Long time no blog. Have been training as an artisan (bread and occasional bagel) baker and playing some hereandthere high-level Ultimate.
Here's part of an email I just sent to the mouseHole scripters list.
Alas, I haven't had time to work on the mouseHole of late -- I spent some time instead exploring the possibilities of the curious Firefox extension POW, which I got to half-work as a pseudo proxy.

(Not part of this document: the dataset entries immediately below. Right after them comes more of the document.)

PR #374, opened 2016-08-15
Fixes #302

### LINKED ISSUE #302: fix character encoding handling and use UTF8MB4_UNICODE_CI by default
Basically, we assume everything is utf8 because this is what client tells server during connection.
This is not enough, because
  - server is able to ignore / override this
  - different columns in result set could be using own charsets. Column charset is part of [column definition packet](http://dev.mysql.com/doc/internals/en/com-query-response.html#column-definition)

see https://github.com/felixge/node-mysql/pull/1408
and https://github.com/felixge/node-mysql/issues/804

would really like to have this as part of 1.0 because this change is semver-major

sushantdhiman:
**Tasks**
- [x] Test for encoding issues
- [x] Grab `charset` and install `iconv-lite`
- [x] Finding reason for corrupt `INSERT INTO` and fixing them
- [x] Use iconv for parsing string to proper mysql format (`cesu8`)
- [x] Prepare map between charset and encodings
- [x] Use iconv for parsing string to proper mysql format (actual mapped charset)
- [x] Use charset from config (connection, server) for proper encoding
- [x] Integration tests for connection, server charset


sidorares:
@sushantdhiman see also https://github.com/mysqljs/mysql/pull/1408#issuecomment-224798992

( and https://github.com/sidorares/node-mysql2/commit/488e0e6e5e71aa057f65535730e4fa79755bfa80 )

sushantdhiman:
`UTF8MB4_UNICODE_CI` is working as expected. In previous tests table was created with `latin1` and we tried to insert non-latin characters into it thus resulting `????`

Although one problem remains, `fieldName` ( [failing test](https://github.com/sidorares/node-mysql2/blob/313bd02d984ae9a07d82eeaacda92b14c666e5e5/test/integration/connection/test-select-utf8mb4.js) ) are not parsed properly, to solve this I need to access `charset` and pass it to `readLengthCodedString`, where I can use `iconv-lite` to do the conversion if `charset` is passed. Main issue is packet data is accessed in some serial offset based protocol [here](https://github.com/sidorares/node-mysql2/blob/313bd02d984ae9a07d82eeaacda92b14c666e5e5/lib/packets/column_definition.js#L43), I need to access `this.charCode` a few steps back [here](https://github.com/sidorares/node-mysql2/blob/313bd02d984ae9a07d82eeaacda92b14c666e5e5/lib/packets/column_definition.js#L36)

sidorares:
"some serial offset based protocol" - this actually helps here ( to overcome the fact that charset is further down packet and we need to calculate it's position before we start decoding schema/catalog/table/orgTable ) The lazy accessor is used to avoid unnecessary buffer->string conversion if schema/catalog/table/orgTable are not used

We still to use `characterSet` to decode name, so I suggest we'll have something like this:

```js

  function readString(buffer, start, end, charset) {
     // add iconv charset conversion and respect charset parameter. Optimise in a way that it's likely called with utf8 most of the time
     return buffer.utf8Slice(start, end);
  }

  // name is always used, don't make it lazy
  // this.name = packet.readLengthCodedString();
  var _nameLength = packet.readLengthCodedNumber();
  var _nameStart = packet.offset;

  this._orgNameLength = packet.readLengthCodedNumber();
  this._orgNameStart = packet.offset;
  packet.offset += this._orgNameLength;

  packet.skip(1); //  length of the following fields (always 0x0c)
  this.characterSet = packet.readInt16();

  // now decode name once we have characterSet
  this.name = readString(this._buf, _nameStart, _nameStart + _nameLengt, this.characterSet);

  // modify getters code to respect charset as well

  var addString = function (name) {
  Object.defineProperty(ColumnDefinition.prototype, name, {get: function () {
    var start = this['_' + name + 'Start'];
    var end = start + this['_' + name + 'Length'];
    return readString(this._buf, start, end, this.characterSet);
  }});
};
```

sushantdhiman:
Now I just need to prepare a proper map between [charset codes](https://github.com/sidorares/node-mysql2/blob/master/lib/constants/charsets.js) and [iconv-encodings](https://github.com/ashtuchkin/iconv-lite/wiki/Supported-Encodings), this one will need a bit of research work to see which charset belongs to which encoding

sidorares:
we need to add conversion to column value itself:

https://github.com/sidorares/node-mysql2/blob/b2010f99180d8b49eb7e9c2b6aeb8cb441362835/lib/compile_text_parser.js#L149
https://github.com/sidorares/node-mysql2/blob/b2010f99180d8b49eb7e9c2b6aeb8cb441362835/lib/compile_binary_parser.js#L153

Also maybe worth creating decoder only once in row parser? (might be tricky as we potentially need to have one decoder per field - not sure if overhead worth complexity, and this is just for non-utf8 users)

https://github.com/ashtuchkin/iconv-lite/blob/69a25dc19c67de1b022ccfafbc5e41c2114f3486/lib/index.js#L36

sushantdhiman:
After testing with Wireshark and studying MySQL docs. Here are a few points to consider

MySQL doesn't support `UTF8MB4` for table meta data ([Their Docs](https://dev.mysql.com/doc/refman/5.6/en/charset-metadata.html))

Every meta data is internally stored in form of `UTF8`, thus [this test](https://github.com/sidorares/node-mysql2/blob/313bd02d984ae9a07d82eeaacda92b14c666e5e5/test/integration/connection/test-select-utf8mb4.js) will always fail on UTF8MB4. Which I think try to convert multibyte data to some `UTF8` representation and comes up with `????`

**Using CLI [MySQL 5.5 , 'UTF8MB4']**
mysql utf8mb4 multibyte select

**Using CLI [MySQL 5.5 , 'UTF8']**
utf8 cli

Apart from field meta data all selection will work fine. Everything is handled by MySQL. But this field meta data conversion is done at MySQL level we can't do anything about it.

Even if we connect with `UTF8` charset and switch to `UTF8MB4` later on this effect will remains, thus converting any multibyte data to `????` in all cases (for field meta data with `utf8mb4`)

I have modified said test so we use some proper field name to access the data. 

Need your thoughts on this @sidorares , Unless MySQL doesn't start handling this case properly can we do anything about it ?

sidorares:
@dougwilson - would be really great if you can add your opinion, I think you have much more experience on mysql side

@sushantdhiman I'll try to have close look tomorrow and give some feedback

sidorares:
@sushantdhiman not sure if meta data ([Their Docs](https://dev.mysql.com/doc/refman/5.6/en/charset-metadata.html)) docs are still valid. What I see is when UTF8_GENERAL_CI is set `SELECT "💩"` query returns `[ TextRow { '💩': '💩' } ]` row, and both column name and column content transmitted as 4 byte utf8 character - 0xF0 0x9F 0x92 0xA9. When `UTF8MB4_UNICODE_CI` is used the column data is sent as same 4 bytes, but metadata (column name) is replaced with `?` character.

sushantdhiman:
Thats what bugs me too, isnt `UTF8MB4` supposed to be a superset of `UTF8`, then why meta data is returned (converted) as `???`

sidorares:
I would expect opposite, this is how I read documentation

- Mysql UTF8 is not actually UTF8, it's a subset of utf8 for code points encoded with up to 3 bytes
- UTF8MB4 is "normal", standard utf8.
- Field names still not allowed to contain chars outside of BMP ( 3 bytes encoding ), whether it's UTF8 or UTF8MB4

The reality seems to be very different

sidorares:
> then why meta data is returned (converted) as ???

This is kind of expected as per https://dev.mysql.com/doc/refman/5.6/en/charset-metadata.html (it's converted to ? because character is outside of BMP)

What I don't understand is why column name is _not_ converted to ??? when UTF8_GENERAL_CI charset is selected

sushantdhiman:
> What I don't understand is why column name is not converted to ??? when UTF8_GENERAL_CI charset is selected

Exactly, why UTF8 is able to convert it but UTF8MB4 isnt. Its exact opposite if we consider UTF8MB4 is capable of handling 4 byte where UTF8 isnt.

May be in case of UTF8 everything is already in 3 bytes so that data fits easily, in case of UTF8MB4 they try to convert 4 byte representation to 3 bytes , resulting loss of data thus giving us `???`

sidorares:
> May be in case of UTF8 everything is already in 3 bytes

No, I thought it might split it into 2 two bytes surrogate pairs but later realised that this is for utf-16 only. And bytes actually sent over the wire are  0xF0 0x9F 0x92 0xA9 for one single unicode character

sidorares:
I'll try to test this against older versions of server

sidorares:
iconv-lite encodings list: https://github.com/ashtuchkin/iconv-lite/wiki/Supported-Encodings

dougwilson:
Very odd indeed, though UTF-8 in MySQL is a mess in some regards... I have never personally even tried to use non-ASCII identifiers, partly because it's easier, and partly because I'm just English-centric :) It does seem odd that UTF8BM4 would not work in column metadata, though UTF8 would. If it helps as well, in MySQL, what is called "UTF8" is actually the "CESU-8" encoding and what is called "UTF8MB4" is actually the "UTF-8" encoding.

Both support characters outside the BMP just fine (not sure on metadata), though of course if the charset in MySQL is set to UTF8 then the driver will need to send CESU-8 encoded bytes rather than UTF-8 encoded bytes or non-BMP chars will get mangled. UTF8MB4 provides better support for non-BMP chars in that it understands them as one character instead of being made of two different characters (JavaScript, C#, and some other langs also consider non-BMP to be two characters).

sidorares:
here is what I think is going on:
1) with `utf8_unicode_ci` when character is outside of BMP server treats is like unknown 4 (or more) bytes stream. When received back on node side those 4 bytes assembled back into single codepoint. This applies to data and metadata. This is why field name chars are preserved.
2) with `utf8mb4_unicode_ci` server is aware of characters outside of BMP and treats them as individual codepoints. For metadata, characters outside of BMP are replaced with `?` ( 0x3f ) beacause of [some internal restrictions](https://dev.mysql.com/doc/refman/5.6/en/charset-metadata.html)

Example:

```js
var connection = require('mysql2').createConnection({
  charset: 'utf8mb4_unicode_ci'
});
connection.query('SELECT CHAR_LENGTH("𝌆") ', (err, rows, fields) => console.log(rows, fields));
```

returns ( note that CHAR_LENGTH("𝌆") is 1 )

```
[ TextRow { 'CHAR_LENGTH("?")': 1 } ] [ { catalog: 'def',
    schema: '',
    name: 'CHAR_LENGTH("?")',
    orgName: '',
    table: '',
    orgTable: '',
    characterSet: 63,
    columnLength: 10,
    columnType: 8,
    flags: 129,
    decimals: 0 } ]
```

While same script, but with `utf8_unicode_ci` charset connection option results in 

```
[ TextRow { 'CHAR_LENGTH("𝌆")': 4 } ] [ { catalog: 'def',
    schema: '',
    name: 'CHAR_LENGTH("𝌆")',
    orgName: '',
    table: '',
    orgTable: '',
    characterSet: 63,
    columnLength: 10,
    columnType: 8,
    flags: 129,
    decimals: 0 } ]
```
Note that [CHAR_LENGTH](http://dev.mysql.com/doc/refman/5.7/en/string-functions.html#function_char-length) returned is 4, same as [LENGTH](http://dev.mysql.com/doc/refman/5.7/en/string-functions.html#function_length) would return.

With this in mind `utf8mb4_unicode_ci` does look like a safer default option.

sidorares:
@dougwilson 
> Both support characters outside the BMP just fine (not sure on metadata), though of course if the charset in MySQL is set to UTF8 then the driver will need to send CESU-8 encoded bytes rather than UTF-8 encoded bytes or non-BMP chars will get mangled

I don't think this is true, looks like when non-mb4 utf8 charset is selected and character is encoded using more than 3 octets server gets confused and just treats them as 4 or more characters

dougwilson:
That is because you are not encoding properly over the wire. You need to encode in CESU-8 when using the UTF8 charset.

sidorares:
You mean when the data is sent to server? Because when I receive it back it looks like it's normal utf8

sidorares:
https://github.com/ashtuchkin/iconv-lite/issues/102 :)

dougwilson:
In CESU-8, a non-BMP character is encoded as six bytes, not four. This is because it is encoded as a pair of three byte sequences. CESU-8 is a dumb encoding used in the late 90s/early 00s and made it's way into various dbs like MySQL. They went back and defined a charaet that uses UTF-8 and called it UTF8MB4. But otherwise, when using the UTF8 charset, you need to use CESU-8 encoding over the wire.

dougwilson:
lol, yea, that iconv-lite issue was for talking to an existing MySQL server that contained CESU-8 data :)

sidorares:
This is what I get now when query is sent CESU-8 encoded:

`'SELECT CHAR_LENGTH("𝌆") '` =>

```
[ TextRow { 'CHAR_LENGTH("������")': 2 } ]
```

`'SELECT "test 𝌆 💩" '` =>

```
[ TextRow { 'test ������ ������': 'test ������ ������' } ]
```

dougwilson:
The CHAR_LENGTH looks right. Are you using a CESU-8 decoder to decode as well?

sidorares:
oops, no. utf8

sidorares:
yay, `[ TextRow { 'test 𝌆 💩': 'test 𝌆 💩' } ]` cesu8 <-> cesu8

sidorares:
@sushantdhiman so when non-mb4 utf8 is selected the correct way to write string is

```js 
  var buf = require("iconv-lite").encode(s,"cesu8");
  this.buffer.copy(buf, this.offset);
  this.offset += buf.lengh;
```

and read as

```js
Packet.prototype.readLengthCodedString = function () {
  var len = this.readLengthCodedNumber();
  // TODO: check manually first byte here to avoid polymorphic return type?
  if (len === null) {
    return null;
  }
  this.offset += len;
  var buf = this.buffer.slice(this.offset - len, this.offset);
  return require("iconv-lite").decode(buf,"cesu8");
};
```

sidorares:
> The CHAR_LENGTH looks right

why? It's one code point, 2 surrogate pairs, 6 cesu-8 bytes. Should it return 1?

dougwilson:
> > The CHAR_LENGTH looks right

> why? It's one code point, 2 surrogate pairs, 6 cesu-8 bytes. Should it return 1?

That is because in CESU-8 (and the MySQL UTF8 charset), it works similar to how things like C3 & JavaScript work, where it is seeing surrogate pairs and counting them as two separate characters. This is because a lot of these things using UCS-2 internally instead of UTF-16. Typically systems that were created in the days of UCS-2 also use CUES-8 encoding for this reason.

sushantdhiman:
@sidorares Need your review on this, Now I have used `iconv-lite` to properly encode strings

sidorares:
@sushantdhiman was just going to start adding code myself and you seem to complete it :) I'll have a look now

sidorares:
so currently you always encode/decode as cesu8?

I'll need to check, but I think utf8mb8 does not understand cesu8 , int's "normal" utf8 ( maybe with exception of metadata strings )

Do you think we'll add other encodings later? 
https://dev.mysql.com/doc/refman/5.7/en/charset-connection.html

as far as I understand we need to 1) always encode JS strings using encoding that client specified during connection 2) always decode using encoding specified in result set header (It's always present) 3) would be good to set default to utf8mb4 only if LC_LANG env is not set (or set to utf8)
4) need to add some integration tests by setting `character_set_client`/ `character_set_connection` / `character_set_results` mysql variables to something other than utf8

I'll prepare mapping mysql collation/charset number -> charset name ( it's partially available as result of `show charset` sql, I need to add numbers from constants/charsets.js and also map collations pointing to the same mysql charset -> same charset number )

Overall above might be too big for single pr, I'm happy to break it in two

sidorares:
@sushantdhiman let me know what you think and I can continue from where you stopped

sushantdhiman:
> so currently you always encode/decode as cesu8?
> 
> I'll need to check, but I think utf8mb8 does not understand cesu8 , int's "normal" utf8 ( maybe with exception of metadata strings )

Currently all strings are converted to cesu8 and mysql seems to understand that. But I think we need to implement per charset based parsing as you explained in point (1) and (2)

> Do you think we'll add other encodings later? 
> https://dev.mysql.com/doc/refman/5.7/en/charset-connection.html

Yes, I think we may need different encoding for many charset, ParserCache based arch will allow us to reuse multiple encoding, given that `iconv` supports them.

 1) and 2) will need the charset <-> encoding mapping, then we need to pass the correct encoding to `iconv`

3) Not sure
4) yes we need those integration tests

> Overall above might be too big for single pr, I'm happy to break it in two

Sounds good

lib/packets/packet.js
```diff
@@ -348,7 +349,10 @@ Packet.prototype.readLengthCodedString = function () {
     return null;
   }
   this.offset += len;
-  return this.buffer.utf8Slice(this.offset - len, this.offset);
+
+  // becuase MySQL utf8 is actually cesu8
```
sidorares: typo :)

sushantdhiman: oh :)

sidorares:
maybe add StringParser.encode to prepare statement packet as well? Similar to `Query` packet

https://github.com/sidorares/node-mysql2/blob/722958e6d6383cd4b87243e8f15b494a42c0160a/lib/packets/prepare_statement.js#L12

sidorares:
So I was thinking over weekend about possible scenarios with different combinations of incoming and outgoing encodings

1) Connection charset: currently used completely incorrectly. We always send utf8 ( with maybe cesu8 after this pr). From a server point of view it's client saying "all textual data from now on is encoded with this table". Server options are 1) accept it and translate from client table to internal encoding or 2) reject connection - there is no more negotiations after that. I need to double check if connection encoding applies to hello packet itself ( user, database - what if those contain non-latin1 ? are they encoded ? do we encode the values? ) So currently if I connect with 1251 and insert "привет" the data would be broken

2) server encoding - we probably can ignore this. The only value I see in this data: it's indication of charset server definitely support and safe to use in hello packet

3) Results encoding: just use what's set in the column charset and decode into JS string. Does not matter what client connection or server connection was used. Usually does not reflect original table charset, server converts automatically into connection charset

I tested a bit what concerned me about utf8mb4 vs cesu8 and it seems to work fine ( tested writing cesu8 and reading cesu8. I'll do another test now: write normal utf8 4byte char (non cesu8 encded) and read it with client connected as utf8mb4 ) So I think we can merge this PR ( but also happy to continue and finish with actually using result charset and connection charset )

sidorares:
regarding 2) - this is too edge case, should be manual step IMO. If you have really old legacy server that does not speak utf8 and you have non-latin chars in the user name - just configure your client to use that exotic encoding

sidorares:
Also would be interesting to see if there is observable performance hit with iconv introduction. I'll try to run benchmarks of master vs fix-char-encoding

sidorares:
@sushantdhiman I added mapping table

sushantdhiman:
Thanks for that mapping table @sidorares 

Here are my thoughts 

1) Connection encoding, It seems data can lost in some cases like setting connection at `latin1` and trying to insert `восемь`. Not sure we can do anything about it if the user is specifying it themselves

2) Server encoding, if initial hello packet fails to recognize `utf8` / `ceus8` / `other user defined charset` then we should warn users and / or switch to `latin1`. It should be noted that even `utf8mb4` is returned as `45 Not supported`, we should handle that case too (This may be because we have been using `utf8` in past for packets, with packets prepared with `ceus8` server should properly understand all encodings now)

3) Result set encoding, if we have the result set encoding, we should probably use it rather than relying on auto conversion.

sidorares:
1) If user is specifying koi8r for example we need to serialise JS string using koi8r encoding. Currently ces8 is used regardless of client setting

2) I'm pretty sure if client encoding is not in the list server can understand the connection is closed by server

3) yes

sidorares:
maybe I misunderstood your point about 1) . If for example encoding is latin1 and data is `восемь` ( outside of latin1 range ) there is nothing we can do ( maybe display warnings or replace characters with ? - this is probably default iconv behaviour anyway )

sidorares:
I was wrong about 2). When I connect with non-existing charset ( I used 250 as charset number  )  the server does not complain at all. All results sent back with 63 charset ( `BINARY` ) and probably incoming data is treated as binary

sidorares:
@sushantdhiman I added code to use encodings. It's fairly big change, could you look?

sidorares:
looks like I broke everything :)

sushantdhiman:
`charset to encoding` might be giving wrong encoding types ?

sushantdhiman:
` Error: Cannot find module './constants/charset_encodings.js'` :-p

sidorares:
:p one second

sidorares:
getting "index out of range errors". I suspect this is `offset += buf.copy()` used together with MockBuffer - the part where packet first serialized without actual writing to buffer to get required lenhg

sidorares:
I'll get back to this in the morning

sidorares:
phew, that was much more writeString/readString to wire up to correct encoding than I originally expected. I'll add tests now and we should be good to merge this

sidorares:
@sushantdhiman @dougwilson I'm trying various clients and a bit lost with utf8/cesu8 and results/metadata

When I use standard mysql command client, `select "💩"` is sent as `<Buffer 0e 00 00 00 03 73 65 6c 65 63 74 20 22 f0 9f 92 a9 22>` packet over the wire - with utf8 encoded  f0 9f 92 a9. If we treat UTF8MB4 as cesu8, the node client would not be able to decode this char ( `����` is displayed )

Should we assume that  UTF8MB4 is 'utf8 for results and queries, cesu8 for metadata?' ? Would like to make good tests to see what's actually used in existing clients

sushantdhiman:
> Should we assume that UTF8MB4 is 'utf8 for results and queries, cesu8 for metadata?'

That seems to be correct as per our previous discussion and by wireshark results

sidorares:
@sushantdhiman  does not look like metadata is encoded by server as cesu8 in that case - just '?' symbol ( 0x3f )

sidorares:
what I see now: cesu8 works ok (rows and fields) for non-bmp chars if read and write by node client. mysql client fails to read them ( `set names utf8` or `set names utf8mb4` )

utf8mb4 work for data ( written by node client, read by mysql command line clien ) nut not for metadata ( converted to ? server side )

Looks like only practical advise for new data: use UTF8MB4 for connection encoding but never use non-mb4 in field names. Old data: figure out what's there, if you have cesu-8 encoded chars connect with UTF8_GENERAL_CI otherwise connect as UTF8MB4_UNICODE_CI .

sidorares:
@sushantdhiman I think this is ready. Maybe you can have one final look again just to be sure an I'll mere it (or you merge)

sushantdhiman:
:clap: :clap: :tada:

sushantdhiman:
@sidorares `rc-12` is not on `npm` yet, right ?

sidorares:
@sushantdhiman it is now, wanted tag to pass CI before publishing

I think this is last rc before 1.0.0 - this encoding stuff was the main reason I was holding release, hopefully after we'll have more frequent patch/major versions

I'm not sure how much POW has progressed since I last looked at it, but I think in the long term, building on something akin to POW might be the way forward, even if Ruby isn't yet directly supported in most browsers. I described some of these concepts here in "Remixing the Web":
http://graphics.stanford.edu/~lwu2/ (third paper link)
essentially trying to replicate a mouseHole-like programmable proxy within Firefox itself, driven by jQuery and JavaScript, which at least reduces the programming burden if you've read jResig's JS book and feel comfortable enough in that tongue with jQuery at your side.
Since that work, I have also heard about Jaxer but not read much about it. It might be what some of us are half looking for?
On the one hand, there's something _why elegant about the tight combination of mouseHole, Hpricot and Mongrel, but on the flipside, Firefox's core can support SSL, is HTML/DOM compatible with itself, and can make use of extensions such as POW, GreaseMonkey, and the like.
To reiterate, it's a common reductionist pattern to think of the alternatives as being either the browser as the point of modification (extensions) xor programmable proxies as the point of remix (for example, see Bolin's MIT thesis where he makes this exact bifurcation), but we're at a point now where we can have our programmable proxy cake and eat the browser kiddies too.
Does that help? Googling for "jaxer programmable-proxy" doesn't seem to show any hits right now, and while I've seen discussion of doing mouseHole-like programmable-proxy ish things in POW, I don't know if anyone else has followed up on that vector of attack, beyond the proof of concept we built for "re:mix", but to me it seems like the Right Enough way forward as we try to democratize these tools of production and ICT.
~L
In other news, the Stanford University visualization research group now has a new web presence at graphics.stanford.edu/vis, and my most recent collabo project, called Vispedia, also has a new project-page-home on the web at graphics.stanford.edu/projects/vispedia.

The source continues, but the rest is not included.